Stone's observations of the death camp survivors are unfailingly keen, but they shouldn't obscure the pleasure of reading his insights about other people he encountered in war-ravaged Europe. A good reporter provides detail and paradox, and Stone was a specialist. He interviews a far-sighted 17-year-old Lithuanian Jewish boy who "did not regard the Germans as a lost people but as one badly poisoned" and that "could be rehabilitated and fitted into the framework of a decent and progressive Europe."

Elsewhere in Germany, Stone meets 76-year-old Clara Lorsch, a survivor of Theresienstadt now known as "the miracle of Amberg" because she is the only remaining native German Jew in the area: "Her neighbour, whom she had called in to share the gingerbread she had made, was very ingratiating and obsequious to us. But every once in a while this thin, spinsterish German woman would steal a glance at the two dark Polish Jews with me, a look of fascinated horror as though she expected rape at any moment, as in the passage in Mein Kampf about the dark Jew lying in wait for the blond Aryan maiden."



Perhaps the greatest paradox appears on the Czech-Polish border, where Stone, no Soviet apologist, shows why obsessive right-wing efforts to make Stalin into Hitler's exact moral equivalent are false: "There was one striking difference between these Jews from Russia and those pouring into the underground from the European countries which were under Nazi domination or influence. Out of the Soviet Union alone came the miracle of whole Jewish families."

Stone's unpopular support of a binational Palestine ruled equally by Jews and Arabs is one reason Underground to Palestine is out of print. Such a resolution seems unimaginable today, but one wonders after reading the book whether he wasn't right, at least in 1946. The Pantheon edition of 1978 contains Stone's later "reflections" on the Israeli-Palestinian conflict, which includes a plea for a revival of the "Other Zionism," which is to say "a recognition that two peoples - not one - occupy the same land and have the same rights."

But full recognition by Israel of Palestinian national aspirations (or vice versa) is implausible precisely because of the reporting in Stone's book: "Is it so hard to understand?" he wrote of the DPs who chose to sneak onto the tiny swatch of land called Palestine when they could more easily have gone to the United States (over three years, about 80,000 made the illegal journey). "They have been kicked around as Jews and now they want to live as Jews.

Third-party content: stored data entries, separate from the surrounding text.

PR #3259, opened 2026-04-21
fix(RELEASE-2397): custom ca support in verify-conforma task

mmalina:
Refactor trusted-ca volume mounts in verify-conforma-konflux-ta to use directory mount (/mnt/trusted-ca) instead of subPath-based mounts. This is consistent with the mount style used across release-service-catalog tasks and ensures that the task doesn't exit with a failure when the configmap is not present. Remove the redundant trusted-ca volumeMount from the report step, which does not need CA certificate access.

Also, update the build-trusted-artifacts image to include a related fix for custom ca handling.

Related build-trusted-artifacts PR: https://github.com/konflux-ci/build-trusted-artifacts/pull/315

### DIFF
--- a/tasks/verify-conforma-konflux-ta/0.1/verify-conforma-konflux-ta.yaml
+++ b/tasks/verify-conforma-konflux-ta/0.1/verify-conforma-konflux-ta.yaml
@@ -266,10 +266,6 @@ spec:
       - name: trusted-ca
         mountPath: /mnt/trusted-ca
         readOnly: true
-      - name: trusted-ca
-        mountPath: /etc/ssl/certs/ca-custom-bundle.crt
-        subPath: ca-bundle.crt
-        readOnly: true
     env:
       - name: "ORAS_OPTIONS"
         value: "$(params.ORAS_OPTIONS)"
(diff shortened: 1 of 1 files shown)


mmalina:
Cc: @querti @simonbaird

querti (approved):

simonbaird (approved):

mmalina:
Thanks for the approval @simonbaird . It seems you will also need to do /ok-to-test

Will you be able to merge this as well? Or shall I add this to Jeff's spreadsheet to get his approval?

simonbaird:
I'm happy to merge it if you are. Will it hit the prod release pipeline immediately, or is there a git sha pin involved?

mmalina:
> I'm happy to merge it if you are. Will it hit the prod release pipeline immediately, or is there a git sha pin involved?

Since @querti approved this as well, I think we are ready. The git revision sha of the task is controlled by the verify_ec_task_git_revision pipeline parameter: https://github.com/konflux-ci/release-service-catalog/blob/development/pipelines/managed/rh-rpm-advisories/rh-rpm-advisories.yaml#L44

This is passed by the release-service operator when it creates the pipeline. Let me check where it comes from. I thought it was in the ReleaseServiceCatalog, but looks like it's not the case: https://github.com/redhat-appstudio/infra-deployments/blob/main/components/release/staging/release_service_config.yaml

mmalina:
OK, I found out how it works. It relies on the value here: https://github.com/redhat-appstudio/infra-deployments/blob/main/components/enterprise-contract/kustomization.yaml#L16
So after this is merged, we will also have to update that. (And we can test with main before we do that.)

Also, there are PRs from Joe Stuart to remove this logic and just use the konflux branch of conforma/cli:

- https://github.com/konflux-ci/release-service/pull/1453
- https://github.com/konflux-ci/release-service-catalog/pull/2095

BTW, I noticed Conforma is failing on this PR. There is a CVE. I see you merged a ubi bump last night. Let me rebase.

simonbaird:
If it turns green I'll likely merge.

mmalina:
I see Checks / Acceptance failed. I don't understand the errors. Is that something I should fix?

simonbaird:
There was an acceptance test fail, but I believe it's a known flake, unrelated to the PR. Retriggered the checks.

mmalina:
Thanks for the merge!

Over and over I heard it said: 'We want to build a Jewish country. ... We are tired of putting our sweat and blood into places where we are not welcome.' ... These Jews want the right to live as a people, to build as a people, to make their contribution to the world as a people. Are their national aspirations any less worthy of respect than those of any other oppressed people?"

John R. MacArthur is the publisher of Harper's magazine. His most recent book is You Can't Be President.